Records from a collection
::::
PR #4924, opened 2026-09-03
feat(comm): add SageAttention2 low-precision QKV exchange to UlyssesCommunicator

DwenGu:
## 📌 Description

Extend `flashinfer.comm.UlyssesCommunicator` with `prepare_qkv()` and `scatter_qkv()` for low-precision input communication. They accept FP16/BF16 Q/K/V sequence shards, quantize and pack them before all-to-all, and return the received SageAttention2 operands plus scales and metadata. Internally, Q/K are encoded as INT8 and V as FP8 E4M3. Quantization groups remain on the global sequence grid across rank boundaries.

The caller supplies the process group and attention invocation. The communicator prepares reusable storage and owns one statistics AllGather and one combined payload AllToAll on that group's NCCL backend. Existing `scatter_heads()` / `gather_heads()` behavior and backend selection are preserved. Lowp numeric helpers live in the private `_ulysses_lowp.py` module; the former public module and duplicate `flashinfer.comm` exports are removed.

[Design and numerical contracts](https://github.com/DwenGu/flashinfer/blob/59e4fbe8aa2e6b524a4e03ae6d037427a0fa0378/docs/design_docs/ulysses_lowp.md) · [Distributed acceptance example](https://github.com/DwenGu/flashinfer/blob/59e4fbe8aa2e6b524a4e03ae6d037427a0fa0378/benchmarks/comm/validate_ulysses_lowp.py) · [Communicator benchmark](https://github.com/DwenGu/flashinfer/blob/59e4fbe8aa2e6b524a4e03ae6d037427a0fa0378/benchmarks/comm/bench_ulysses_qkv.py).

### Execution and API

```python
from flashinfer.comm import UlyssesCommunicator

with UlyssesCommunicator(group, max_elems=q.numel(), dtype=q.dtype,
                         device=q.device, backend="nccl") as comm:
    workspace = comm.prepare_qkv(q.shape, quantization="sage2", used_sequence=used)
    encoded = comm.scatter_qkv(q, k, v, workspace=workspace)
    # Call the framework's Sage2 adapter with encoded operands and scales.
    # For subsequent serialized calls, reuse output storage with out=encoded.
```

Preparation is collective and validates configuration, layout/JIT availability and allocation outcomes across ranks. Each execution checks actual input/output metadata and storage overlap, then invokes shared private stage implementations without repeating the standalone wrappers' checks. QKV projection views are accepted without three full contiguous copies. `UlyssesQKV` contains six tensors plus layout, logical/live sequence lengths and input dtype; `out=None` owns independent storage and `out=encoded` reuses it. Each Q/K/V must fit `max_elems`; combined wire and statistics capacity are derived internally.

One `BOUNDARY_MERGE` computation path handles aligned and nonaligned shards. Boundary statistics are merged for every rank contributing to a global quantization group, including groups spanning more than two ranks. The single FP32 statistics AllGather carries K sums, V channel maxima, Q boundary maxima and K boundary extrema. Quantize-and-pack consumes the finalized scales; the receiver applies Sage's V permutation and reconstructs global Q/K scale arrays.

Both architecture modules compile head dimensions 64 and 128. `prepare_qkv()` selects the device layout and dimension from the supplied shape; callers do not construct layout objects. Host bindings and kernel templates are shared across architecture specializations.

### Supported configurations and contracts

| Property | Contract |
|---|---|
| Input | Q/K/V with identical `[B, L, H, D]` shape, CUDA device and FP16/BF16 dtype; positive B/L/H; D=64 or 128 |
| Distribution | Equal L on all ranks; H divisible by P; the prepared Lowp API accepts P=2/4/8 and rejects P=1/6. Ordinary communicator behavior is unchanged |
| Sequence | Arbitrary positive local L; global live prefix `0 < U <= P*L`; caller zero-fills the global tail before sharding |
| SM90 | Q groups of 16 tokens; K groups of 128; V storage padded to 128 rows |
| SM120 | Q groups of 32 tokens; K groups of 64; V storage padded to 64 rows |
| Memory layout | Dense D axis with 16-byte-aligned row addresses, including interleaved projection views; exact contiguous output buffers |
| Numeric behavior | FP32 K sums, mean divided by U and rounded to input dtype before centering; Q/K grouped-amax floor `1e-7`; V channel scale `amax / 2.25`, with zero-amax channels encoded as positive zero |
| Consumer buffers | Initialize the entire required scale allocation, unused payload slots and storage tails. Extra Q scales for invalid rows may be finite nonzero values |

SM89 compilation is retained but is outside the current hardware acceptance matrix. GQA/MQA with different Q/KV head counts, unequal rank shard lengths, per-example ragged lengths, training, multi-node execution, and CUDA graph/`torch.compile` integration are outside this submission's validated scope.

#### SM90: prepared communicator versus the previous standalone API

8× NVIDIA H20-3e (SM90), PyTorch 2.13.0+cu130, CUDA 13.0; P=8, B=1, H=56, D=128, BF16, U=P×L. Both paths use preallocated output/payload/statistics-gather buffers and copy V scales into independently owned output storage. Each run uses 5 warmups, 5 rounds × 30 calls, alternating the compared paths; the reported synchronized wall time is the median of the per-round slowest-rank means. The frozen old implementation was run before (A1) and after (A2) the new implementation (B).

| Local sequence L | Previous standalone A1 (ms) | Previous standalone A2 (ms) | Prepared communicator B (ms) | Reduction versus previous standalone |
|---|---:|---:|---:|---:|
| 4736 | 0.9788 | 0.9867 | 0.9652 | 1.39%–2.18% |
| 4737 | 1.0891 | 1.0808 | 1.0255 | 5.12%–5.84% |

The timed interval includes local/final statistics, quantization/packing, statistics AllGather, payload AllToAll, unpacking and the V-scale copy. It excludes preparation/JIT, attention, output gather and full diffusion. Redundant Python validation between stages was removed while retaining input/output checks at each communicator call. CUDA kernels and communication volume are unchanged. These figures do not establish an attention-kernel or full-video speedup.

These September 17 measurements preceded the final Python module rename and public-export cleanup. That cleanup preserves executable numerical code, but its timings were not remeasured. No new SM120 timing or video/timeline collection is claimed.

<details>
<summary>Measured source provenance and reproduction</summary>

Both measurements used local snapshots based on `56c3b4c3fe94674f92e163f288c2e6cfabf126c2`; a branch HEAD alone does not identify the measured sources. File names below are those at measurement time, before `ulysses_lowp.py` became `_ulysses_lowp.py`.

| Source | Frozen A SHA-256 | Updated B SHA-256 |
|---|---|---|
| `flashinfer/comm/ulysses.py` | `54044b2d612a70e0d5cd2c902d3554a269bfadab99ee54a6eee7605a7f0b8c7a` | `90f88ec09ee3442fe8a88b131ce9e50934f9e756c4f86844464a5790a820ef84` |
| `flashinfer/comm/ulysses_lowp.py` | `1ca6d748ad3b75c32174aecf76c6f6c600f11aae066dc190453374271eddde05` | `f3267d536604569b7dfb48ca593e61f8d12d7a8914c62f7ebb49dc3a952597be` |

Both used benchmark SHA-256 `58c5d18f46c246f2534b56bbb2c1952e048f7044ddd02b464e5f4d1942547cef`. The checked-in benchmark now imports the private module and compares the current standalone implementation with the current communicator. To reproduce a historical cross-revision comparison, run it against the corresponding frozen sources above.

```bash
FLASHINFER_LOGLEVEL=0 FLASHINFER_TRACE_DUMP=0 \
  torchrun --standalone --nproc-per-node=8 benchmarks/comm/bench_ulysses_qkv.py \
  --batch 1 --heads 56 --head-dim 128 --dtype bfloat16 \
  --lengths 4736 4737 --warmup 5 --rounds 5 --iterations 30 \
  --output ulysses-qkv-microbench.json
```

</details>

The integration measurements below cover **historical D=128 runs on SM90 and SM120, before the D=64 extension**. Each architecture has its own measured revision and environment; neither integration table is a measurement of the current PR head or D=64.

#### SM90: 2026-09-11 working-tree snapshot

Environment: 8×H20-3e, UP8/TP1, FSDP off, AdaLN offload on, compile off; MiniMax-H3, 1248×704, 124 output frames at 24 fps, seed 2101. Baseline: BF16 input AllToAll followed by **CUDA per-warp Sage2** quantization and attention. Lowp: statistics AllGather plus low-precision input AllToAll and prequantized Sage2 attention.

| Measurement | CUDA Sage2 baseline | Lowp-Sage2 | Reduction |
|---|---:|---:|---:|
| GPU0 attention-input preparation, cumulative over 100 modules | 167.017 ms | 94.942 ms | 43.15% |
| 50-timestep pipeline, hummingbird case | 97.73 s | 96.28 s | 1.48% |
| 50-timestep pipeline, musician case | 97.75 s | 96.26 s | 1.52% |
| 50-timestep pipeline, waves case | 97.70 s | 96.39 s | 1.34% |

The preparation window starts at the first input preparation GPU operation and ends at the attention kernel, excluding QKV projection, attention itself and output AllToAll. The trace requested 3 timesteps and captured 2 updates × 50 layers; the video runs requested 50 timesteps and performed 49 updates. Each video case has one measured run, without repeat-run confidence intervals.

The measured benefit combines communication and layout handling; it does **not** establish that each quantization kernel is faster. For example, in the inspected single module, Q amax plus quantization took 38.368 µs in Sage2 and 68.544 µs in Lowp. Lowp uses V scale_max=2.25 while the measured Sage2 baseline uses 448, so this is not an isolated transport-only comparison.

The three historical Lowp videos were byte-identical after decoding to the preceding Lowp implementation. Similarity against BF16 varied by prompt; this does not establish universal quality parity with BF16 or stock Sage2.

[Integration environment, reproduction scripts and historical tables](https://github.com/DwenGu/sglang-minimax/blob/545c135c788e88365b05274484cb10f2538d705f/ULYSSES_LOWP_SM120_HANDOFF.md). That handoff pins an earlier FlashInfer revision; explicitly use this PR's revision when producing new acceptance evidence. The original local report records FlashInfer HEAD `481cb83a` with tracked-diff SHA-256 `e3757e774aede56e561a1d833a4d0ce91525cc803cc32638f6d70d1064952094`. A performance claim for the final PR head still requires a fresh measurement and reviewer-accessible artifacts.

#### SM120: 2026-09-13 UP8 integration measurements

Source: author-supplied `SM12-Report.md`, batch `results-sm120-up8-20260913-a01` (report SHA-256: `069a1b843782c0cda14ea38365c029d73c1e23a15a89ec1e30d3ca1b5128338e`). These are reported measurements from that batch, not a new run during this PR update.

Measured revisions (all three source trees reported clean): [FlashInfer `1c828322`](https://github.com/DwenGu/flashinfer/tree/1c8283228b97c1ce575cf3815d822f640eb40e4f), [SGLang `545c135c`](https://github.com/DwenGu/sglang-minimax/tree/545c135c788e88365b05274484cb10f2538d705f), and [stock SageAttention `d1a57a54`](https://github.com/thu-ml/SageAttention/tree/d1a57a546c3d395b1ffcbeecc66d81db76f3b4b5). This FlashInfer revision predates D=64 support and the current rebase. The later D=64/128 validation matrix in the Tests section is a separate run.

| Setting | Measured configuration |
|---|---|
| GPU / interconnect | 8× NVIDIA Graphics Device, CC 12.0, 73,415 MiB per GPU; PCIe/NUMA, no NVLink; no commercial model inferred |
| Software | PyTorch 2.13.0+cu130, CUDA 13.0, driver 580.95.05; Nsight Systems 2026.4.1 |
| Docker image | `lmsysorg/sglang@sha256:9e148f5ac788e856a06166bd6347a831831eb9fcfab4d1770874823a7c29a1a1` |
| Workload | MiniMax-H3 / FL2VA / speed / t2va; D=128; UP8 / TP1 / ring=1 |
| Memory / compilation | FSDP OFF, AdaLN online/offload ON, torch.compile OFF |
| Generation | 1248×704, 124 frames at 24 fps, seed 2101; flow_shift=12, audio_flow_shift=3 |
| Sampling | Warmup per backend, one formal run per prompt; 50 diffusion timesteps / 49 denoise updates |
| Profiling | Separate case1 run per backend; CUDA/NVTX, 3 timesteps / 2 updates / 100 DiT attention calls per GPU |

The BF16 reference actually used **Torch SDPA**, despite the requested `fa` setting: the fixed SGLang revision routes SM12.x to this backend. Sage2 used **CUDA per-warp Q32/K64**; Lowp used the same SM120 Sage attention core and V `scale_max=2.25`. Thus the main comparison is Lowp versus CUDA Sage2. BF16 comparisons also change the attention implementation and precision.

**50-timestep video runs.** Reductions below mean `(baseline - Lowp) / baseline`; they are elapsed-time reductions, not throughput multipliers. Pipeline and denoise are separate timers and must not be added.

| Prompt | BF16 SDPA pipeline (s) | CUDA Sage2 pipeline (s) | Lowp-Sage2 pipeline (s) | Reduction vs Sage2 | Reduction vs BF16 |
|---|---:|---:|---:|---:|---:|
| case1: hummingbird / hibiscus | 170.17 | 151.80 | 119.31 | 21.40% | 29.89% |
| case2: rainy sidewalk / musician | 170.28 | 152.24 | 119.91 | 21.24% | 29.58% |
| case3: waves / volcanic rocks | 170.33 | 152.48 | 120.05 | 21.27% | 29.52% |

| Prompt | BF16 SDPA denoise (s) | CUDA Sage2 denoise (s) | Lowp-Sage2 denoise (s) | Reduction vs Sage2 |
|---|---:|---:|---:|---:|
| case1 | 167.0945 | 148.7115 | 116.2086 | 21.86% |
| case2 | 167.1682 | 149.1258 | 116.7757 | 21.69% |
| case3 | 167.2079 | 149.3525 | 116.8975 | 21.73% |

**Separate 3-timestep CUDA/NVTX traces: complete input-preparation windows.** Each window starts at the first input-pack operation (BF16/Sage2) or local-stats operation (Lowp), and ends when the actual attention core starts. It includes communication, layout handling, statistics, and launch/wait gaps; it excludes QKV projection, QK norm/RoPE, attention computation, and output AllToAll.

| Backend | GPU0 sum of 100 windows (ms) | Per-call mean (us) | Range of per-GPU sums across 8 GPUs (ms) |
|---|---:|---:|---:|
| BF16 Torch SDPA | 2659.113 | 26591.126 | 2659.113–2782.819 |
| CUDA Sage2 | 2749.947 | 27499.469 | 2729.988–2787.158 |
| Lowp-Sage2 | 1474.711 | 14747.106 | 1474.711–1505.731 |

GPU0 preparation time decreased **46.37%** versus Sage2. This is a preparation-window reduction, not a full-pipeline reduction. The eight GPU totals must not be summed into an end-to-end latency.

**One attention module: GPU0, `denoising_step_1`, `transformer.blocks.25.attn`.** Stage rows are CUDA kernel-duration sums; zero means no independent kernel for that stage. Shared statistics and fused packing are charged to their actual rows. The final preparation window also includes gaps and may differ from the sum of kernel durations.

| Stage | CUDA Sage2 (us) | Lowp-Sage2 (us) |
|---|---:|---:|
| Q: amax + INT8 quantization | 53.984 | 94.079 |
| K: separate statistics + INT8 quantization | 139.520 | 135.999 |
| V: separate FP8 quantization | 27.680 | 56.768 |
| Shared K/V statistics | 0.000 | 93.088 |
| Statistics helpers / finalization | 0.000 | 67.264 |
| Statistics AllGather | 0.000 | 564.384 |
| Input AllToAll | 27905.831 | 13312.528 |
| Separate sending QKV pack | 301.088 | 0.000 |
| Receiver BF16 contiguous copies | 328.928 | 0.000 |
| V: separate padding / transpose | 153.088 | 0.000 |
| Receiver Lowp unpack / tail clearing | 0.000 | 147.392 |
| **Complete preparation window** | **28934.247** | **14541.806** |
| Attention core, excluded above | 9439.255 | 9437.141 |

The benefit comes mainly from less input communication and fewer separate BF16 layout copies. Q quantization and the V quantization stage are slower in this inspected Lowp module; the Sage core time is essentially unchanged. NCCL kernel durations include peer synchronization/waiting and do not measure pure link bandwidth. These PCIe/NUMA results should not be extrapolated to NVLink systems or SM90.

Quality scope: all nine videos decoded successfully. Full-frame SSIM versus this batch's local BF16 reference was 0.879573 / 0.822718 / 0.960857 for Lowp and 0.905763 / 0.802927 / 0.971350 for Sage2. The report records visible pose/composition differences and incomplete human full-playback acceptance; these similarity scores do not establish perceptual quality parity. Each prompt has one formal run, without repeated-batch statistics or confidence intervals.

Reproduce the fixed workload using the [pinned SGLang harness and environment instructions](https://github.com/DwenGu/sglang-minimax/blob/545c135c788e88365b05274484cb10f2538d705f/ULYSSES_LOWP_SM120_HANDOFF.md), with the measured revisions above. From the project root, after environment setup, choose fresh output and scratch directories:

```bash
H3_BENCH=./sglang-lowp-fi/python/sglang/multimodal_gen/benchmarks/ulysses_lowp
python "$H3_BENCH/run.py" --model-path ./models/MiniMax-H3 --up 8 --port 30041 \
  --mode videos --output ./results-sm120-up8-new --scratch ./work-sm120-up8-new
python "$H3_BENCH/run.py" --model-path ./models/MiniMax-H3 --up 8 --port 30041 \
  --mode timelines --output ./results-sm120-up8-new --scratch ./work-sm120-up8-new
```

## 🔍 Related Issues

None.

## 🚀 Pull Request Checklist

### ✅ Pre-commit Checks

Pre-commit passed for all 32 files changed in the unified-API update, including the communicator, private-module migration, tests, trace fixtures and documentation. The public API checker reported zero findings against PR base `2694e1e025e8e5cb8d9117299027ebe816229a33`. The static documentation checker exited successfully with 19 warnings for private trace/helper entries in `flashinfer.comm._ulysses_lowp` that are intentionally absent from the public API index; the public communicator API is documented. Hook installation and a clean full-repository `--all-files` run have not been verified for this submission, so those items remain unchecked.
::::
What the task requires: All that should appear in the response is the run of lines from the first line of the entries through the line containing "across rank boundaries.", copied exactly.

Task output:
PR #4924, opened 2026-09-03
feat(comm): add SageAttention2 low-precision QKV exchange to UlyssesCommunicator

DwenGu:
## 📌 Description

Extend `flashinfer.comm.UlyssesCommunicator` with `prepare_qkv()` and `scatter_qkv()` for low-precision input communication. They accept FP16/BF16 Q/K/V sequence shards, quantize and pack them before all-to-all, and return the received SageAttention2 operands plus scales and metadata. Internally, Q/K are encoded as INT8 and V as FP8 E4M3. Quantization groups remain on the global sequence grid across rank boundaries.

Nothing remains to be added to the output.